Multi-choice: Classification Flashcards
Q1 (Classification). Maximum number of support vectors in a two-class dataset of N points in a hard SVM? (One choice) 1) 2
2) N
3) N-2
4) N+2
5) N/2
6) 2N
Correct item: 2. Explanation: In the worst case, all points lie on the margin, becoming support vectors.
Q2 (Classification). Consequences of increasing K in K-nearest neighbor? (Three correct)
1) Overfitting large
2) Smoother boundary
3) Underfitting more possible
4) Classes with few data may disappear
5) Classes with many data may disappear
6) Faster training
Correct items: 2, 3, 4. Explanation: Higher K => smoother boundary, more underfitting, and small classes can vanish in majority voting.
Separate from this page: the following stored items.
PR #2855, opened 2021-10-04
[Merged by Bors] - Wrap most errors with additional context

nkryuchkov:
## Motivation

Currently, many error logs are not descriptive enough. E.g., there're many errors like `$ERROR: leveldb: not found`, where it's not clear what's the origin of the error. Also, it's a good practice to wrap errors is Go. 

The PR wraps most of the errors with additional context. Most of them were found with the `wrapcheck` linter, the other part manually. There are still some unwrapped errors inside packages, but I'm not sure we need to wrap them. 

There also will be another PR, which adds the `wrapcheck` linter to the CI, so that we don't add new unwrapped errors.

## Changes

- Wrap most errors with additional context

## Test Plan

- Unit tests
- System tests

## DevOps Notes


nkryuchkov:
bors try

nkryuchkov:
bors try-

nkryuchkov:
bors try

dshulyak (approved):
i haven't used this linter before, but let's try. on a more general note maybe we should use module that adds a caller stack trace to the error message (https://pkg.go.dev/golang.org/x/xerrors#pkg-overview) , it usually very helpful during debugging

countvonzero (commented):
hmmm... i am on the fence about this. when the codebase grows, there will be multiple layers of errors being wrapped, and the error becomes much less readable due to the added text.

i've seen code using https://pkg.go.dev/github.com/juju/errors that simply add file+line# to error.

nkryuchkov:
@countvonzero Yes, the errors would be less readable because of more text, but easier to investigate because we'll see the error trace.

@dshulyak @countvonzero Having a stack trace is a great idea, but I think we can do that iteratively. This PR will make investigations of some errors way easier. We can add something more enhanced later.

nkryuchkov:
bors merge

PR #2859, opened 2021-10-04
Rewrite metrics

nkryuchkov:
## Motivation

Currently, metrics are not mockable, so it's hard to test them. This PR rewrites them so that we could mock and test metrics.

## Changes

- Make metrics mockable

## Test Plan

- Unit tests
- System tests

## TODO

- [ ] Finish the implementation

## DevOps Notes


blocks/blocks.go
```diff
@@ -52,14 +54,15 @@ type Config struct {
 }
 
 // NewBlockHandler creates new BlockHandler
-func NewBlockHandler(cfg Config, m mesh, v blockValidator, lg log.Log) *BlockHandler {
+func NewBlockHandler(cfg Config, m mesh, v blockValidator, lg log.Log, metrics metrics.Metrics) *BlockHandler {
```
dshulyak, line 57: please no need to pass metrics to object. it would mean that we will have to follow this practice and this is just too much complexity. if you want to mock metrics for tests then  it should be done globally, but i in general doubt that this is necessary

dshulyak (changes requested):

metrics/metrics.go
```diff
@@ -0,0 +1,245 @@
...
+const (
+	LayerIDLabel   = "layer_id"
+	BlockIDLabel   = "block_id"
+	LastLayerLabel = "last_layer"
+)
+
+//go:generate mockgen -package=mocks -destination=./mocks/mocks.go -source=./metrics.go
+
+// Metrics defines an interface for metrics.
+type Metrics interface {
```
dshulyak, line 27: don't do this please. if you really want to test metrics - implementation of the metric system should be mocked. e.g. go-kit needs to be replaced during initialization (if it doesn't support testing)

countvonzero:
i tend to agree. there is not an urgent need to test metrics now.

nkryuchkov:
Prometheus metrics should be tested with https://github.com/prometheus/client_golang/prometheus/testutil instead

PR #2862, opened 2021-10-06
[Merged by Bors] - sync: fail on missing input vector

countvonzero:
## Motivation

following up on discussion with @dshulyak on missing input vector during sync

## Changes

- sync fails on missing input vector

Q3 (Classification). Bayesian Logistic Regression approximate solutions. Which is correct? (One choice)
1) No relation between MAP and Laplace approx.
2) Laplace approx. needs sampling
3) Laplace approx. is exact if posterior is Gaussian
Correct item: 3. Explanation: Laplace approximation is indeed exact if the posterior is exactly Gaussian.
Q4 (Classification). About performance metrics. (One choice) 1) Specificity & sensitivity are independent
2) If TP rises, TN always rises
3) We want high TP and TN
4) We want high TP and FP
Correct item: 3. Explanation: We aim to maximize true positives and true negatives.
Q5 (Classification). What is true about Bayes classifier? (One choice)
1) Training is faster than k-NN
2) Same decision boundary as SVM
3) Naive Bayes has a faster training phase than k-NN
4) Naive Bayes classifier makes its training more efficient
Correct item: 4. Explanation: Naive Bayes uses conditional independence, making training simpler and more efficient.